EXERCISE DETAILS: Below are entries. Reproduce exactly the lines between the line holding "create/start split discussions" and the line holding "--- a/config-linux.md", inclusive, and only those.

RECORDS PROVIDED:
PR #649, opened 2017-01-11
config-linux: Lift no-tweaking namespace restriction

### LINKED ISSUE #17: Allow Updates

### LINKED ISSUE #305: [Tracker] Live Container Updates

wking:
This restriction originally landed via #158.  The hostname case landed via #214, citing the namespace restriction.  The restriciton extended to runtime namespaces in #538.  There was also a proposal in-flight to get config-wide consistency around the no-tweaking concept (#540).

In today's meeting, the maintainer consensus was to [strike the no-tweaking restriction][2], which is what I've done here.  I've removed the ROADMAP entry because this gives folks a way to adjust existing containers (launch a new container which joins and tweaks the original).

The hostname entry still mentions the UTS namespace to provide a guard against accidental foot-gunning.  There was no no-tweaking language for properties related to other namespaces (e.g. 'mounts').  Maybe the other namespaces have more obvious names.

Fixes #17.
Fixes #305.

[2]: http://ircbot.wl.linuxfoundation.org/meetings/opencontainers/2017/opencontainers.2017-01-11-22.04.log.html#l-117

### DIFF
--- a/ROADMAP.md
+++ b/ROADMAP.md
@@ -18,14 +18,6 @@ Could be solved by lifecycle/ops and create/start split discussions
 
 *Owner:* vishh & duglin
 
-### Live Container Updates
-
-Should we allow dynamic container updates to runtime options?
-
-Proposal: make it an optional feature
-
-*Owner:* hqhq (was vishh) robdolinms, bcorrie
-
 ### Version Schema
 
 Decide on a robust versioning schema for the spec as it evolves.
--- a/config-linux.md
+++ b/config-linux.md
@@ -39,7 +39,6 @@ The following parameters can be specified to setup namespaces:
 
 If a path is specified, that particular file is used to join that type of namespace.
 If a namespace type is not specified in the `namespaces` array, the container MUST inherit the [runtime namespace](glossary.md#runtime-namespace) of that type.
-If a new namespace is not created (because the namespace type is not listed, or because it is listed with a `path`), runtimes MUST assume that the setup for that namespace has already been done and error out if the config specifies anything else related to that namespace.
 If a `namespaces` field contains duplicated namespaces with same `type`, the runtime MUST error out.
 
 ###### Example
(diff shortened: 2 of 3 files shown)


mrunalp:
LGTM

crosbymichael:
LGTM

hqhq:
Why would this fix update issues? Update is more about tweaking cgroup resources.

wking:
On Wed, Jan 11, 2017 at 07:46:50PM -0800, Qiang Huang wrote:
> Why would this fix update issues? Update is more about tweaking
> cgroup resources.

You create a new config like:

  {
    …
    "linux": {
      "cgroupsPath": "/my/existing/container"
      "resources": {
        "pids": {
          "limit": 4096
        }
      }
    }
  }

and create/delete a container with that config.  That will join your
existing container's ‘pids’ controller, adjust the limit, and die
(leaving the adjusted value in place, although this is made clearer by
#651).

There's still no way to use the runtime join and tweak rlimits,
capabilities, etc. but you can call prlimit on the container process
without entering any container namespace, so I don't see a need to
involve the runtime in that.  However, I'm not sure if there are
prlimit analogs for capabilities, etc., and folks without a container
process ID (#459) might need some special tooling around this.  So
there's still work to be done, but *cgroup resources* seem like
they're sufficiently handled by this PR and #651.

ANSWER SPACE:
@@ -18,14 +18,6 @@ Could be solved by lifecycle/ops and create/start split discussions
 
 *Owner:* vishh & duglin
 
-### Live Container Updates
-
-Should we allow dynamic container updates to runtime options?
-
-Proposal: make it an optional feature
-
-*Owner:* hqhq (was vishh) robdolinms, bcorrie
-
 ### Version Schema
 
 Decide on a robust versioning schema for the spec as it evolves.
--- a/config-linux.md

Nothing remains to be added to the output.